- **YOUR OBJECTIVE**
Would you copy out each line of the records below that includes the word "training"?
** Opening DATASET EXTRACT block **
PR #127, opened 2022-03-30
bug fixed on calculation of training loss function and new loss functions introduced

allaffa:


pzhanggit (changes requested):
Some general comments:
Not sure if it is a bug, since as the name `loss_rmse` suggests, it was rmse loss. Maybe instead of removing it completely, we keep it as an option, in addition to the MSE. This can also help us reproduce the old results in existing applications.

pzhanggit:
> I would call it a bug because the RMSE was calculated wrong. We can keep a function to calculate final RMSE, but this should not match previous results

Two things here: RMSE loss based on mini-batch VS. RMSE of entire dataset. It will only give you the former. So if you use it for the later then sure it is a bug.

allaffa:
@pzhanggit @streeve 
It's ready for review

pzhanggit (changes requested):
Looks alright to me. A few general comments:
1. Could you make `loss_function_type` optional to users and set default to be 'mse'? Maybe add a few lines in update config function. In this way, our old cases will not break.
2. Add "rmse" as one of the `loss_function_selection`, for two reasons. We can reproduce our old results. And also after our discussion, I think we agree it is a practically legitimate loss function (?).
3. Change variable names like `val_mse` in train_validate_test.py to be someting general, since it is not necessarily mse now.

hydragnn/models/Base.py
```diff
@@ -55,6 +57,7 @@ def __init__(
         self.convs_node_output = ModuleList()
         self.batch_norms_node_output = ModuleList()
 
+        self.loss_function = loss_function_selection(loss_function_type)
```
streeve, line 60: Very nice

streeve (commented):
I would approve with Pei's suggested changes. She makes very good points

tests/test_model_loadpred.py
```diff
@@ -63,14 +64,16 @@ def unittest_model_prediction(config):
         )
 
 
-# test loading and predictiong of a saved model from previous training
-def pytest_model_loadpred():
+# test loading and prediction of a saved model from previous training
+@pytest.mark.parametrize("loss_function_type", ["mae", "mse", "rmse"])
```
pzhanggit, line 68: Separate the loss function test in a different test? This test is intended for loading and prediction of a pretrained model.

pzhanggit (commented):
Thanks. It looks good to me. One comment is about the unit test of loss function. It is better to put it in a separate test IMO.

tests/test_model_loadpred.py
allaffa: I do not want to make the test heavy weight. You are calling the loss function in this test. I would like just to test if the loss function crashes or not. I thought this would be a good place. But I can change it anyway

pzhanggit: Thanks. The other reason to separate them is that the loss function` ["mae", "mse", "rmse"]` is not going to be checked as desired. The code will check first if a pre-trained model and dataset exist in `log_name`, and if they do, it will load the the old case with whatever loss function used there. If really want to check the loss function here, we probably can add `loss_function_type` as part of `log_name`.

allaffa: @pzhanggit I created a separate `test_loss_function.py`
I only run 2 epochs, definitely not sufficient to check the accuracy, but enough to see if the loss function crashes or not.

allaffa: @streeve 
If I want to check only if a capability crashes or not, without necessarily bothering about the accuracy, is it ok to create a python test without any specific assert?

streeve: Yes, that can be reasonable. That's all the example "tests" do right now

allaffa: Good. So the the new test should be setup correctly.

streeve:
@allaffa I pushed my suggested changes here. I will approve if it passes

allaffa:
> @allaffa I pushed my suggested changes here. I will approve if it passes

@streeve Thanks. It passed. Go ahead and approve.

streeve (approved):

pzhanggit (approved):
** Closing DATASET EXTRACT block **
- **EXERCISE RESPONSE**
bug fixed on calculation of training loss function and new loss functions introduced
-# test loading and predictiong of a saved model from previous training
+# test loading and prediction of a saved model from previous training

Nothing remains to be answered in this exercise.